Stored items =
■ ■ ■
PR #1335, opened 2017-07-19
[REEF-1817] Port PerformanceCounters to a CoreCLR-Compliant System

rogancarr:
This addressed the issue by
  * Adding a compile time flag to turn on Window-specific features
  * Using performance counters only on Windows
  * Leaving other operating systems unsupported for now

JIRA:
  [REEF-1817](https://issues.apache.org/jira/browse/REEF-1817)

### DIFF
--- a/lang/cs/Org.Apache.REEF.Common/Runtime/MachineStatus.cs
+++ b/lang/cs/Org.Apache.REEF.Common/Runtime/MachineStatus.cs
@@ -24,6 +24,10 @@ namespace Org.Apache.REEF.Common.Runtime
 {
     public class MachineStatus
     {
+#if DOTNET_BUILD
+        private const string NotSupportedValue = "<UNSUPPORTED>";
+        private const string NotSupportedMessage = "Machine Status is not supported on this OS";
+#else
         private static readonly PerformanceCounter CpuCounter;
 
         private static readonly PerformanceCounter RamCounter;
@@ -60,12 +64,17 @@ namespace Org.Apache.REEF.Common.Runtime
                 InstanceName = processName
             };
         }
+#endif
 
         public static string CurrentNodeCpuUsage
         {
             get
             {
+#if DOTNET_BUILD
+                return NotSupportedValue + "%";
+#else
                 return CpuCounter.NextValue() + "%";
+#endif
             }
         }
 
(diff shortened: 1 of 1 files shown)


rogancarr:
If this is accepted, I will file a new issue to implement a CoreCLR-compatible performance monitoring solution. (Although it appears that there is no cross-platform way to do this yet.)

lang/cs/Org.Apache.REEF.Common/Runtime/MachineStatus.cs
```diff
@@ -60,36 +61,56 @@ static MachineStatus()
                 InstanceName = processName
             };
         }
+#else
+        private const string NotSupportedValue = "-1";
```
motus: I think if we don't want to declare `NotSupportedValue` as declare it as `int` or `long` and keep it a string, its value can be more informative, e.g. `"<UNSUPPORTED>"` or something.

lang/cs/Org.Apache.REEF.Common/Runtime/MachineStatus.cs
```diff
@@ -60,36 +61,56 @@ static MachineStatus()
                 InstanceName = processName
             };
         }
+#else
+        private const string NotSupportedValue = "<UNSUPPORTED>";
```
rogancarr: As per @motus' suggestion.

lang/cs/build.props
```diff
@@ -38,7 +38,7 @@ under the License.
     <DebugSymbols>true</DebugSymbols>
     <DebugType>full</DebugType>
     <Optimize>false</Optimize>
-    <DefineConstants>DEBUG;TRACE</DefineConstants>
+    <DefineConstants>DEBUG;TRACE;WINDOWS</DefineConstants>
```
rogancarr: @motus Answer to your question about testing functionality:

To test if this works, build with and without this WINDOWS constant. With WINDOWS defined, it should give you process-level information on a windows machine. Without WINDOWS defined, it should give you the "Unsupported" path.

rogancarr:
Unless I misunderstand something about the CLR, I think that a runtime switch won't work because we can't compile REEF for the `2.0 Standard` if we include these libraries.

markusweimer:
> Perhaps instead of flagging WINDOWS here, I should rewrite this to use the DOTNET_BUILD flag.

Yes, we should use the target flag instead of an OS flag.

rogancarr:
Switched to using the DOTNET_BUILD flag; tested locally

markusweimer:
LGTM, will merge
■ ■ ■
Above are entries; state the number of lines among them that contain "CoreCLR", and nothing else.

2